The dashboard was more of a quick but unrealistic example. I agree that generally going via the API is the go-to approach.

Thanks for clarifying this. Approved from my side :white_check_mark:

Current spec looks good to me too. :white_check_mark:

1 Like

I think generally this spec looks really good - I have one style comment which you can feel free to ignore but the snap{_config} prefixes on some of the charm options seem a bit superfluous - the charm only deploys using the snap! Less typing when producing bundles and using the CLI as well if these are not used.

I also prefer ‘-’ to ‘_’ and that’s something we’ve tried to standardise on in the OpenStack Charms.

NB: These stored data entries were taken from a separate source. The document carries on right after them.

PR #4407, opened 2022-10-20
Add time zones to date parse and display

### LINKED ISSUE #4273: Publish pool dialog - expiry date off by 1

petertgiles:
# :wave: Introduction
This branch:
- Expands the `relativeExpiryDate` in dateUtils to accept a time zone so that it can generate a string from that perspective 
- Adds a suite of tests for that function
- Updates the display of pool expiry date to sometimes show local time zone, sometimes show Pacific time zone, and sometimes both
# :test_tube: Testing
## :dart: Expectations
- In Closing Date section of Edit Pool, explanatory message with Pacific date
- In Publish Dialog of Edit Pool, both local and Pacific relative strings
- In Extend Dialog of Edit Pool, same explanatory message
- In Admin View Pool, both local and Pacific relative strings unless they are the same
- In Talent Search pages (Browse Opportunities, Application header, Pool Advertisement), only local relative string

## :spiral_notepad: Suggested Steps
1. Run the Jest tests
1. Make sure you're in Eastern time (sorry James, this only works if you're not in Pacific already :laughing:)
1. Start a new pool and set the closing date to the last day of a month
image
1. Publish the pool
image
1. Extend the pool
image
1. View the pool on the admin site
image
1. View the pool on the talentsearch site
image
image
1. Apply to the pool
image

# :robot: Robot Stuff
Closes #4273


Jerryescandon:
Can we expand labels on 4 and 6 to go from just (Pacific) to full (Pacific time zone)?

petertgiles:
> Can we expand labels on 4 and 6 to go from just (Pacific) to full (Pacific time zone)?

You got it.  
[Expand Pacific time zone label](https://github.com/GCTC-NTGC/gc-digital-talent/pull/4407/commits/8af003e1987f26d112d9a6b1bd40d8428cd4e8eb)
image
image

frontend/common/src/helpers/dateUtils.ts
```diff
@@ -10,7 +10,14 @@ import { getLocale, Locales } from "./localize";
...
 export const DATETIME_FORMAT_STRING = "yyyy-MM-dd HH:mm:ss";
-export const LONG_DAY_FORMAT_STRING = "EEEE, d MMMM yyyy";
+
+// https://stackoverflow.com/a/563442/18246559
+const addDays = (startDate: Date, days: number) => {
+  // not really const since setDate changes the value in place
+  const date = new Date(startDate.valueOf());
+  date.setDate(date.getDate() + days);
+  return date;
+};
```
esizer, line 20: Just a tip if we want to reduce code we need to maintain, `date-fns` has an [`add`](https://date-fns.org/v2.29.3/docs/add) helper ;)

```tsx
const result = add(date, { days: 1 });
```

petertgiles: Good catch!  I should have guessed that was in there.  Fixed in [Use date-fns dateadd](https://github.com/GCTC-NTGC/gc-digital-talent/pull/4407/commits/728c9240d3174f7b2af21774c9ae93cd921fb248).

esizer (commented):
Awesome! 🎉 

I'm ready to approve this but I have one thing I noticed and if you agree, we can either create a new ticket or tack it onto this.

When doing this I found it a little odd and may cause confusion for some admins. Even though we tell them that expiry date will be set to 11:59 Pacific, it still found it odd that the dates were different. I know why, but think this may confuse some people editing these.

Do you think it may help to show the time as well so you can clearly see it is not a full 24 hours difference, rather just 3 hour difference. Otherwise, I see some people assuming any timezone east of pacific have a full 24 hours more to apply.

petertgiles:
@Jerryescandon Eric is still [finding this difficult to interpret](https://github.com/GCTC-NTGC/gc-digital-talent/pull/4407#pullrequestreview-1151071527) and I don't disagree.  Could you please take a second look and see if we need to tweak it further?  I'm happy talk through it with you if you like.

Jerryescandon:
I agree that adding hours would make it clear about the difference.

petertgiles:
Better with [Add time to relative date string](https://github.com/GCTC-NTGC/gc-digital-talent/pull/4407/commits/9fed7c3f5aa8882ac5c8ec859f5e25ffff36c937)? I've removed day of week and day count to keep length shorter.
image
image
image

tristan-orourke:
Just my two cents...

1. Do we need to show the local time at all on the admin side? Seems to me like just showing the Pacific timezone is more clear, clean, and useful.  image
2. I like showing the time on the Applicant side as well, it certainly makes it more clear to me. However, I wonder if users (who famously don't read any instructions) will miss that a pool closes at 2am? Maybe its not a problem, since we explicitly give them the number of hours left when the time gets closer.

petertgiles:
> 1. Do we need to show the local time at all on the admin side?

Makes sense to me, though that's more of a @Jerryescandon question

> since we explicitly give them the number of hours left when the time gets closer.

Yeah, the description does still change to "Closes tomorrow at 2:59:59 AM" the day before closure.

esizer:
Should we display the time in `PoolCard` as well? If you are in the mountain timezone, the pool closes at 12:59AM and seems a little misleading and showing the exact time will reduce any confusion.

## Example

The card indicates "Apply by November 7" which, as a user I may think I have all day November 7th. But, in reality, I only have about an hour of that day to apply. The inverse could also be true, in pacific, I would see "Apply by November 6" and I might assume it closes at 12:01AM and therefore must apply on November 5th.

Screen Shot 2022-10-24 at 9 53 32 AM

Jerryescandon:
All public facing times should always be displayed in local time. Also, the text changes as soon as the time slips under 24 hrs I believe?

Jerryescandon:
I do see your point now, yeah maybe add the time too?

petertgiles:
Add time to PoolCard in [Generalize formatDate and add time to PoolCard](https://github.com/GCTC-NTGC/gc-digital-talent/pull/4407/commits/7ccbeced3c6997b1e81338bf7b3241ef1b0059ea)
image

Jerryescandon:
Looks good to me

frontend/common/src/helpers/dateUtils.ts
```diff
@@ -58,27 +58,32 @@ export function getDateRange({
       );
 }
 
+// parameters for the relativeExpiryDate function
+export type formatDateOptions = {
+  date: Date;
+  formatString: string;
+  intl: IntlShape;
+  timeZone?: string;
+};
```
esizer, line 67: Pure nitpick, but can we use `PascalCase` for type names. Also, I think the comment needs updating:

`// parameters for the formatDate function`

petertgiles: Good stuff!  Gotta keep things tidy.  [Tidy naming and constants](https://github.com/GCTC-NTGC/gc-digital-talent/pull/4407/commits/676bd3492b6353dd42529568b685aaa426028e92)

esizer (approved):
Amazing! 😲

The goal with the snap prefix was to clearly separate what’s a LXD config from what’s coming as a snap config (snap set) while also keeping things nicely sortable. This should allow for possible future expansions of charm config without having to ever deal with conflicts or confusing keys :slight_smile:

For the dash vs underscore part, I don’t personally have an opinion on it, so if we’re trying to standardize on dash, we should go with that then!

Spec marked as approved now.

So as it turns out, this isn’t really possible as there’s no easy way to get the full model+machine config from the charm, so we’ll skip this for now.

As discussed, since Juju makes proxy information available in /etc/juju-proxy.conf, I’ve implemented the core.proxy_ initial setting based on it.